Nope Chris, it's just coarse ground table pepper. Didn't really do it for taste, more for just an "hmmmm that looks good factor"!


----------



## Cliff H. (Apr 2, 2006)

So how long does it take to cook a turkey on a WSM and did you have to add more coals and wood?   I am trying to get a feel for cooking on one.


----------



## Nick Prochilo (Apr 2, 2006)

Good looking stuff Larry! But what happened to the fatties?


----------



## LarryWolfe (Apr 2, 2006)

Cliff H. said:
			
		

> So how long does it take to cook a turkey on a WSM and did you have to add more coals and wood?   I am trying to get a feel for cooking on one.



Cliff that turkey was 14.89lbs and it took about about 5 hours cooking in the 250* range for the breast to reach 162* and the thighs to reach 175*.  I used about half a charcoal ring of Kingsford and about 4 medium sized hickory chunks.  I didn't have to add additional coals, I actually had some leftover.



			
				Nick Prochilo said:
			
		

> Good looking stuff Larry! But what happened to the fatties?

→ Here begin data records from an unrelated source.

PR #2, opened 2015-05-27
Add the TLD updater script for the Hostname validator

weierophinney:
ZF2 had a script, `bin/update_hostname_validator.php`, that could be run to update the list of valid TLDs in the `Hostname` validator. This patch ports it to `zend-validator`, where it now belongs. It required:

- Adding `zend-http` as a development dependency (as it uses `zend-http` to fetch the list of current valid TLDs from IANA).


Maks3w:
Can we automatize this?

At least to receive some alert when list is unsynced.

Finally. Update the list should be enough for to release a stable version inmediately

bin/update_hostname_validator.php
```diff
@@ -0,0 +1,130 @@
+<?php
```
Maks3w: Should this file to have a shebang and chmod +x?

It's what I expect for any bin file

Maks3w:
Could you add bin folder to .php_cs too?

bin/update_hostname_validator.php
weierophinney: I invoke it with PHP: `php bin/update_hostname_validator.php`; this has been how it's always been invoked since introduced to ZF2, and is only meant for updating the TLD list.

weierophinney:
> Can we automatize this?
> 
> At least to receive some alert when list is unsynced.

I'm really unsure how we can do that. If you have ideas, let me know, but I think any such effort is out-of-scope for the goals of this PR, which are simply to port the functionality into this repo from the main ZF2 repo.

Maks3w:
Probably the hostname list is an asset and should be managed from a different repo.

weierophinney:
> Could you add bin folder to .php_cs too?

Done.

Maks3w:
I agree my suggestions is not a "no go". Just try to improve now this part of code is under my eyes :)

weierophinney:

Nick I'm heading to the store now to get beer, I'll look for some sausage while I'm there.  I'm not sure I'll get to them today though or not.  Besides, I'm out of Wolfe Rub.  Does anyone know where I can get more?  

BTW,  I cooked the chicken without the water pan and I really like the flavor it gave the chicken.


----------



## Nick Prochilo (Apr 2, 2006)

I just threw 6 leg quarters on for lunch this week. 1/2 rubbed with Wolfe and the other 1/2 with KC Masterpiece. No sauce, I don't want sticky fingers this week again. Seeing as Larry forgot the fatties, I threw 1 one for a little snack for later. I'm doing a bottom round in the oven for dinner tonight, chicken is just for lunches. I'll post some pics later.


----------



## Captain Morgan (Apr 2, 2006)

Chris what is that malabar pepper?


----------



## LarryWolfe (Apr 2, 2006)

Nick Prochilo said:
			
		

> I just threw 6 leg quarters on for lunch this week. 1/2 rubbed with Wolfe and the other 1/2 with KC Masterpiece. No sauce, I don't want sticky fingers this week again. Seeing as Larry forgot the fatties, I threw 1 one for a little snack for later. I'm doing a bottom round in the oven for dinner tonight, chicken is just for lunches. I'll post some pics later.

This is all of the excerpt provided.